§ **Data**
- Opening Delimiter -
PR #889, opened 2026-04-07
Fix #865: fix(github-client): add retry middleware to GraphQL connection

### LINKED ISSUE #865: fix(github-client): add retry middleware to GraphQL connection
## Problem

The `graphql_connection` Faraday instance (`app/services/github_client.rb:799-806`) has no retry middleware, unlike the REST client which has `Faraday::Retry::Middleware` configured for 429/5xx errors.

## Current behavior

- REST API calls: retry up to 3 times on 429/500/502/503/504 with exponential backoff
- GraphQL calls: no retry — transient failures immediately raise `ApiError`
- GraphQL is used for `review_threads`, `resolve_review_thread`, `mark_pull_request_ready`, `request_bot_review`, `pull_request_node_id`

## Desired behavior

Add the same retry middleware to the GraphQL connection.

### Implementation notes

- Add `Faraday::Retry::Middleware` to `graphql_connection` with the same configuration as the REST client
- Handle GraphQL-specific rate limiting (GitHub returns a `rateLimit` field in responses, but HTTP 429 is also possible)

## Impact

**Moderate** — Prevents transient GraphQL failures from causing unnecessary retries at the Temporal workflow level.

Related to #738.

viamin:
## Summary

Adds retry middleware to the GitHub GraphQL Faraday connection so transient failures (429/5xx) are retried with exponential backoff, matching the existing REST client behavior. This prevents unnecessary escalation to Temporal workflow-level retries for recoverable errors.

## Changes

- **Services (`app/services/github_client.rb`)**: Added `Faraday::Retry::Middleware` to `graphql_connection` with the same configuration as the REST client — max 3 retries, exponential backoff (0.5s base, 2x factor, 0.5 randomness), retrying on 429/500/502/503/504. Includes structured logging on each retry using the `github_client.graphql_retry` component.

## Design Decisions

- **Parity with REST client**: Uses identical retry parameters rather than introducing GraphQL-specific tuning. This keeps behavior predictable and simplifies future changes to retry policy.
- **HTTP-level retry only**: Retries are triggered by HTTP status codes (429/5xx), not by inspecting GraphQL response bodies for `rateLimit` fields. This is sufficient because GitHub returns HTTP 429 for rate limiting and HTTP 5xx for server errors, even on the GraphQL endpoint.

---

Closes #865

### DIFF
--- a/app/services/github_client.rb
+++ b/app/services/github_client.rb
@@ -815,7 +815,11 @@ class GithubClient
   end
 
   def graphql_request(query, **variables)
-    response = graphql_connection.post("/graphql") do |req|
+    # Mutations are not idempotent — retrying them after a transient failure
+    # (where the server may have applied the mutation before returning 5xx)
+    # can cause duplicate side effects. Only retry read-only queries.
+    conn = graphql_mutation?(query) ? graphql_connection_base : graphql_connection
+    response = conn.post("/graphql") do |req|
       req.headers["Authorization"] = "token #{client.access_token}"
       req.body = { query: query, variables: variables }
     end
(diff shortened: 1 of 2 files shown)


viamin:
## Agent Update

**Code review fix:** The reviewer correctly identified that retrying GraphQL mutations is unsafe — if the server applies a mutation but returns a transient 5xx, the retry would replay it, causing duplicate side effects.

**Changes:**
- `app/services/github_client.rb`: Split the GraphQL connection into two: one with retry middleware (for read-only queries) and one without (for mutations). Added `graphql_mutation?` to detect mutations by checking if the query starts with `"mutation"`. The `graphql_request` method now selects the appropriate connection automatically.
- `spec/services/github_client_spec.rb`: Added a test verifying that mutations (e.g., `resolve_review_thread`) are only called once on a 503, confirming no retry occurs.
- Closing Delimiter -
§ **What is needed**
From the records above, pick out and copy each line holding the word "limiting".

§ **Exercise response**
- Handle GraphQL-specific rate limiting (GitHub returns a `rateLimit` field in responses, but HTTP 429 is also possible)
- **HTTP-level retry only**: Retries are triggered by HTTP status codes (429/5xx), not by inspecting GraphQL response bodies for `rateLimit` fields. This is sufficient because GitHub returns HTTP 429 for rate limiting and HTTP 5xx for server errors, even on the GraphQL endpoint.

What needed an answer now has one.